Problem to work on
Return, from the data that follows, each line that holds the word "validation".

Material for this task

^^^^

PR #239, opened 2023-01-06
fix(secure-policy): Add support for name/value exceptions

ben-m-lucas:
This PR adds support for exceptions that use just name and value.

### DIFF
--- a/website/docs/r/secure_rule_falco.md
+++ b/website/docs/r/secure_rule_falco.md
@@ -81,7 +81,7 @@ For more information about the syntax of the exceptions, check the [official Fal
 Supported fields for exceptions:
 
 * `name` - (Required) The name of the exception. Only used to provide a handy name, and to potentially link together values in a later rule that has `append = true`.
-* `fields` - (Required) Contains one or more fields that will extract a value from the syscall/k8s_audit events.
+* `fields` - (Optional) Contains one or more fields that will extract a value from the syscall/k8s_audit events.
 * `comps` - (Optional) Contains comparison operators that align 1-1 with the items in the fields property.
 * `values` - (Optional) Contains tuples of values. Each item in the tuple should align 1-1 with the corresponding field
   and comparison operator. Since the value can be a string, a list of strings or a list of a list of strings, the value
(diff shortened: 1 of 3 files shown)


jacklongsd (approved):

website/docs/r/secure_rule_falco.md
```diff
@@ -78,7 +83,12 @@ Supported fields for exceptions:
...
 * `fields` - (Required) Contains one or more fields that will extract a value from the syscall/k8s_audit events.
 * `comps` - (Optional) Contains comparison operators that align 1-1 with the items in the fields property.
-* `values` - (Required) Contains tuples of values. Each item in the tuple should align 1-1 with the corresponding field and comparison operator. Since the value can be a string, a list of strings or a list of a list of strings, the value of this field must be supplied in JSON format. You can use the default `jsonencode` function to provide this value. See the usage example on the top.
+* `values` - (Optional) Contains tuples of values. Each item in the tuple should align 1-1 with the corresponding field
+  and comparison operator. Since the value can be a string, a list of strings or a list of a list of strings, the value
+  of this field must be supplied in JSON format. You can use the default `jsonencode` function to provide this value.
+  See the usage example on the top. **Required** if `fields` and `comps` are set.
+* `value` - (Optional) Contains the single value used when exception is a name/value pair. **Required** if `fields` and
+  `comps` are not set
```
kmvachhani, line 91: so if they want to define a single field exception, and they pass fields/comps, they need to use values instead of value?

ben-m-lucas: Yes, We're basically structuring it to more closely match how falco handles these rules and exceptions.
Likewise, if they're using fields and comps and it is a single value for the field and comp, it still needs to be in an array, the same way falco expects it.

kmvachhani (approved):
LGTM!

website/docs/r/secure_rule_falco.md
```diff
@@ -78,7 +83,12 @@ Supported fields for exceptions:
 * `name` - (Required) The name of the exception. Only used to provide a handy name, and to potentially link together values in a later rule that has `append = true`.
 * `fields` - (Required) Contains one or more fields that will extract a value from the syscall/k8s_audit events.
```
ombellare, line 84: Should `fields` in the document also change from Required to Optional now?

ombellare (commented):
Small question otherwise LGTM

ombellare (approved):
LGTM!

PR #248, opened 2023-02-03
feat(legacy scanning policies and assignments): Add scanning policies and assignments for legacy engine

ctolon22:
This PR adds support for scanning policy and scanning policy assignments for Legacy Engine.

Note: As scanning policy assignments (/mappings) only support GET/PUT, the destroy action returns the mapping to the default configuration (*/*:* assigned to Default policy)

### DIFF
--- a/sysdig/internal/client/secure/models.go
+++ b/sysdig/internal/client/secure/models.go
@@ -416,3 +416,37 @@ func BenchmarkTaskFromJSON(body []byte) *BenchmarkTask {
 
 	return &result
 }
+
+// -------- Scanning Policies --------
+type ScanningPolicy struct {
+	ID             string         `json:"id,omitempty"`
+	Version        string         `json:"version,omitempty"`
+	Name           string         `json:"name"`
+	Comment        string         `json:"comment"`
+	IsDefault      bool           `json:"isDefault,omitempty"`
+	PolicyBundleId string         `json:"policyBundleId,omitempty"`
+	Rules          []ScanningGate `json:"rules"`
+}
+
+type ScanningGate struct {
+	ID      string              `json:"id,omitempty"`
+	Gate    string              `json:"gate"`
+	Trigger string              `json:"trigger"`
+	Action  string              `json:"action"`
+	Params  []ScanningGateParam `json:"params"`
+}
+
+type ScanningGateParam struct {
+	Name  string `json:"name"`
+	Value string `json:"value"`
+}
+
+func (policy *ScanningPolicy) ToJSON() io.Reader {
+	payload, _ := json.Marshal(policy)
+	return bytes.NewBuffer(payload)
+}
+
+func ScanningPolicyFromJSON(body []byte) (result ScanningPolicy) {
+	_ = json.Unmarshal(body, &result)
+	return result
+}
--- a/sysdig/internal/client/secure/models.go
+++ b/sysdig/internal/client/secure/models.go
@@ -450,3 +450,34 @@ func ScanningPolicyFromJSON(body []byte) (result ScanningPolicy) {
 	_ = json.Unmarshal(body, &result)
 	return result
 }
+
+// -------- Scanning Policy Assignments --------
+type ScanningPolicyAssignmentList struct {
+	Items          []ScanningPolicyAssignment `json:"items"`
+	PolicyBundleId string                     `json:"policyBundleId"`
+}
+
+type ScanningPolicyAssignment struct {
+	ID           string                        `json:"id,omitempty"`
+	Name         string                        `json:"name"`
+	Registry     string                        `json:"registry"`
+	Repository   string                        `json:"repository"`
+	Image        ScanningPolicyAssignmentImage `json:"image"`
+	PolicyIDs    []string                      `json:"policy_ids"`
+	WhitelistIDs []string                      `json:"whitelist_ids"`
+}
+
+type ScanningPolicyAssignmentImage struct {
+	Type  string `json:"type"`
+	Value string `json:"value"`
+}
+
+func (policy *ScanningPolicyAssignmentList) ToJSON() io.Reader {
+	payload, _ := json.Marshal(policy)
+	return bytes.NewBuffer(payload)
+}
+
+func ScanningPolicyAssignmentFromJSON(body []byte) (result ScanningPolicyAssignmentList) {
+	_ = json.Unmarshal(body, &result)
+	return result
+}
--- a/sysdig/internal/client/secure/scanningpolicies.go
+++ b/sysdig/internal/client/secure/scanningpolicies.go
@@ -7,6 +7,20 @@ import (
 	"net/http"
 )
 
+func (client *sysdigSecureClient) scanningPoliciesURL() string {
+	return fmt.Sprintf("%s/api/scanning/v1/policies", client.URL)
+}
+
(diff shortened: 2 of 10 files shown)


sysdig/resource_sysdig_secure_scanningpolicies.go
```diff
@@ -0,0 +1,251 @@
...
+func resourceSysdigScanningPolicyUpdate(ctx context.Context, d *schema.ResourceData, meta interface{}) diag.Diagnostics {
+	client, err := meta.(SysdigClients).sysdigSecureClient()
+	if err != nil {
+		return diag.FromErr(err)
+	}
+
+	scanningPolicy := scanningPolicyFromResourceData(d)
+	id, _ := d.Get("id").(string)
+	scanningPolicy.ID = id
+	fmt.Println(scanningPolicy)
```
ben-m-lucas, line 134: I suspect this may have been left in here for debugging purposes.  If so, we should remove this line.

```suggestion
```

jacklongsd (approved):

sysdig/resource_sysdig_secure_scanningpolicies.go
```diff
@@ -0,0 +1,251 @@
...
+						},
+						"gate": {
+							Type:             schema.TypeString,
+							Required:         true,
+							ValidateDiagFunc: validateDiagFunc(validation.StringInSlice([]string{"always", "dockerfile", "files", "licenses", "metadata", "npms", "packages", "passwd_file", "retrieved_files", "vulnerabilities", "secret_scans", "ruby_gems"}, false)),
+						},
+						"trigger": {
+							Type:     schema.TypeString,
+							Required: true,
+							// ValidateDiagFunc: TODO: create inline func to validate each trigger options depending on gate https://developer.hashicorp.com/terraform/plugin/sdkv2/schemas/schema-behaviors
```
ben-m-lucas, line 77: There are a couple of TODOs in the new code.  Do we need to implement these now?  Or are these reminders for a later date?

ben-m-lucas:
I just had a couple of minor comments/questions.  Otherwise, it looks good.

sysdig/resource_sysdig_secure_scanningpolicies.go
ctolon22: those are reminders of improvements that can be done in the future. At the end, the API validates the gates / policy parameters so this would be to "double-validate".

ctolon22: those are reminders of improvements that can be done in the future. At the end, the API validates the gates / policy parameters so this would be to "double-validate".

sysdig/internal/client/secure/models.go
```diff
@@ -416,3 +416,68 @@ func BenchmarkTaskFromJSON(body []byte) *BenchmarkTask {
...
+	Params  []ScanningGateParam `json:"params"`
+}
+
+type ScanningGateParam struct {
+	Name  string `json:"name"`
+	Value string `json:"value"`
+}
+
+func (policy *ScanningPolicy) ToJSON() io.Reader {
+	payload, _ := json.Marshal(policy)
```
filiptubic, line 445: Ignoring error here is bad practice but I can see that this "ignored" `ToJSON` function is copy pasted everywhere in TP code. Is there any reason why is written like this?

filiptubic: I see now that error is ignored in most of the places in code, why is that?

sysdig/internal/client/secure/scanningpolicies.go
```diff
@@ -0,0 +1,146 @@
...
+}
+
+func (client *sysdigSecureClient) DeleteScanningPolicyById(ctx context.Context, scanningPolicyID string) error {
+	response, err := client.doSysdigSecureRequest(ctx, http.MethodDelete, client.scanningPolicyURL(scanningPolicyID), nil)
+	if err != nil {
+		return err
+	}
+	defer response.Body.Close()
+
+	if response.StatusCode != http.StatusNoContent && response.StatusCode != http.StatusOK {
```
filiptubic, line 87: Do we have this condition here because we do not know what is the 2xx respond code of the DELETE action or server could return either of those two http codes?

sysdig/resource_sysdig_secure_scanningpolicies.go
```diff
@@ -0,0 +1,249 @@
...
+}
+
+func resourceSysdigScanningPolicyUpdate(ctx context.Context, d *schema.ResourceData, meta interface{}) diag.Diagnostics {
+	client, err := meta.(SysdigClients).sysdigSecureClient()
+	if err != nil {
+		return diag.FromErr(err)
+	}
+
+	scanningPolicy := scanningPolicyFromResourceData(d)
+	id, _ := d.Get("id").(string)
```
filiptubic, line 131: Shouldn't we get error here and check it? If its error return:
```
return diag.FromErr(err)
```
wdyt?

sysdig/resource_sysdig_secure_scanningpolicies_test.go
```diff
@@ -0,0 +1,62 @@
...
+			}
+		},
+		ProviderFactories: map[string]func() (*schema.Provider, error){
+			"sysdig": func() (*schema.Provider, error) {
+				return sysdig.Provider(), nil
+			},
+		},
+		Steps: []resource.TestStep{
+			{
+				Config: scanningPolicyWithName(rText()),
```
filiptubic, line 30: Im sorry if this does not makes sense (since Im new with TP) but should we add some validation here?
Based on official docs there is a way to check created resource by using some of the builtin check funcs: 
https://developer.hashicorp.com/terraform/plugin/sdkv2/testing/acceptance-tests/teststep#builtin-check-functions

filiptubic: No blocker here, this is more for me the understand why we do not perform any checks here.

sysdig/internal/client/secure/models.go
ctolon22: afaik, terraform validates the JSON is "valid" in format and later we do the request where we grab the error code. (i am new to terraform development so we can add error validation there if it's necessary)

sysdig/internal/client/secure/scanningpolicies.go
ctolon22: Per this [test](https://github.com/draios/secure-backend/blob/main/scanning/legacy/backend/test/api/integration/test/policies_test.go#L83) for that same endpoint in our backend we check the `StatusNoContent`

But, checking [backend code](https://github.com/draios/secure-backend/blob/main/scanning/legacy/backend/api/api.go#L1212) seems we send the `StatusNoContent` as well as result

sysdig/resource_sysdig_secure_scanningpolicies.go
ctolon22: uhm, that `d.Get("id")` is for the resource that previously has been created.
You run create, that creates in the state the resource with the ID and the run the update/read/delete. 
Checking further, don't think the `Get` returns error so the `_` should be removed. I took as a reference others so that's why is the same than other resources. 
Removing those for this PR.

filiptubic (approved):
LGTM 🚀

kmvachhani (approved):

^^^^

Solution to this task
+							ValidateDiagFunc: validateDiagFunc(validation.StringInSlice([]string{"always", "dockerfile", "files", "licenses", "metadata", "npms", "packages", "passwd_file", "retrieved_files", "vulnerabilities", "secret_scans", "ruby_gems"}, false)),
filiptubic, line 30: Im sorry if this does not makes sense (since Im new with TP) but should we add some validation here?
ctolon22: afaik, terraform validates the JSON is "valid" in format and later we do the request where we grab the error code. (i am new to terraform development so we can add error validation there if it's necessary)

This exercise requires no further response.